JPMorgan Chase (JPM) asked more than 800 people to work over the weekend to make a bid for First Republic. It had to wait until the middle of the night to get what it wanted.
The US government informed JPMorgan after 1 a.m. Monday that it won an auction for the troubled San Francisco lender. The news capped a marathon weekend of back-to-back meetings with people from every JPMorgan business line, fueled by takeout Mexican and lots of coffee. The CFO even pulled an all nighter.
In Pittsburgh, the news wasn’t as good. There, PNC Financial Services Group (PNC) knew by roughly 12:30 a.m. that its bid wasn’t successful, and it didn’t know which bank was the winner. Regulators announced the deal at 3:22 AM ET.
The decision made just hours before markets opened in the US on Monday ended speculation about the destiny of the nation’s 14th-largest lender after a bidding war managed by the Federal Deposit Insurance Corporation attracted some of the biggest names in banking.
JPMorgan v. PNC
For those watching the auction unfold, the competition really came down to two heavyweights: JPMorgan and PNC. The nation’s largest and sixth-largest banks.
Both had survived the 2008 crisis by getting even bigger via a series of acquisitions encouraged by the US government.
In JPMorgan’s case, it picked up New York investment bank Bear Stearns and Seattle thrift Washington Mutual in March and September of 2008, giving it a coast-to-coast empire. PNC got Cleveland rival National City in October of that year and eventually established a foothold in nearly every top metro area.

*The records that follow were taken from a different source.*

PR #1390, opened 2023-01-17
Correction to docs and lambdas

varunagrawal:
- Updated the docstrings to properly reflect what's happening.
- Updated some lambda names since we're computing (log-)probabilities and not errors.
- Add a TODO about `reorder_relinearize`. It doesn't take pruning into account so relinearization in HybridNonlinearISAM is _very_ slow.


dellaert (approved):

dellaert:
Great. I thought you were  going to patch that branch I shared with you? It has the fix to the test.

varunagrawal:
> Great. I thought you were going to patch that branch I shared with you? It has the fix to the test.

I'll do that today.

PR #1392, opened 2023-01-18
verdant/typedef-optional-references

kartikarcot:
# Overview 

This PR is part of a push to upgrade GTSAM to C++17, and remove boost dependencies from GTSAM. In this PR we want to update our factor interfaces and the factor implementations that use arguments of the type boost::optional<A&> to raw pointers of the type A*. We wish to do that because the semantics of raw pointers are the same as that of an optional to a reference. This is in accordance to google style guide’s recommendation for function input parameters, [link here](https://google.github.io/styleguide/cppguide.html#Inputs_and_Outputs).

Both were also involved in a prior attempt in March to stabilize First Republic with uninsured deposits, a rescue attempt that received encouragement from Treasury Secretary Janet Yellen and other top Washington officials. JPMorgan kicked in $5 billion and PNC kicked in $1 billion. Another nine banks contributed an additional $24 billion.
The infusion bought First Republic time but it didn’t solve the bank’s underlying crisis of confidence. A disclosure last Monday that it lost more than $100 billion in deposits during the first quarter sent its stock tumbling again.
Working through the weekend
So JPMorgan got another call Wednesday evening fielded by JPMorgan CFO Jeremy Barnum. Would the bank be interested in gathering information for a bid to acquire First Republic after its seizure by the FDIC?
To answer that question, the bank convened roughly 800 people. It tapped executives from its investment banking, commercial banking and private banking units as well as tax advisers, mortgage experts, asset and wealth management experts and valuation specialists.
The assignment for every business at the bank was to look at First Republic and to report on what it expected a deal to be worth to its particular unit.
On Saturday, each team presented its findings to JPMorgan’s senior managers via a series of meetings from 9 a.m. to 6 p.m. Many on the executive floors ate at their desks as they worked.
The pros of buying First Republic were that it would help restore some stability to the banking system and it would lower the costs JPMorgan might have to pay to the FDIC if First Republic were to fail without a buyer in hand. The FDIC charges banks a special assessment to cover the costs of industry failures.
The risks were many, too. There were potential legal headaches, credit challenges and the possibility that First Republic employees could weaken the franchise by leaving.
‘Up all night’
Bids were due Sunday at noon. After the first batch came in, it was clear to JPMorgan that not all bidders wanted the same assets. Some were willing to take First Republic’s jumbo mortgages and some were not, said a person familiar with JPMorgan’s negotiations.
The FDIC needed a way to conform the bids so that they could start comparing them, this person said. Regulators began asking JPMorgan to resubmit its bid with additional parameters and refocus it around certain categories.
“They started trying to get everyone on the same page,” this person said.
JPM submitted four new bids between noon and 9 pm on Sunday. The final call came from the FDIC at roughly 1:15 a.m., this person said, and First Republic was seized at roughly 2 a.m. The bank’s CFO didn’t get much sleep Sunday night, this person said.
“There were a lot of people up all night,” Mr. Dimon said on a call with reporters Monday.
By 5:30 a.m., some of Dimon’s top executives, including Marianne Lake and Jennifer Piepszak, were on a plane and flying to California to meet their new colleagues. First Republic now belonged to JPMorgan.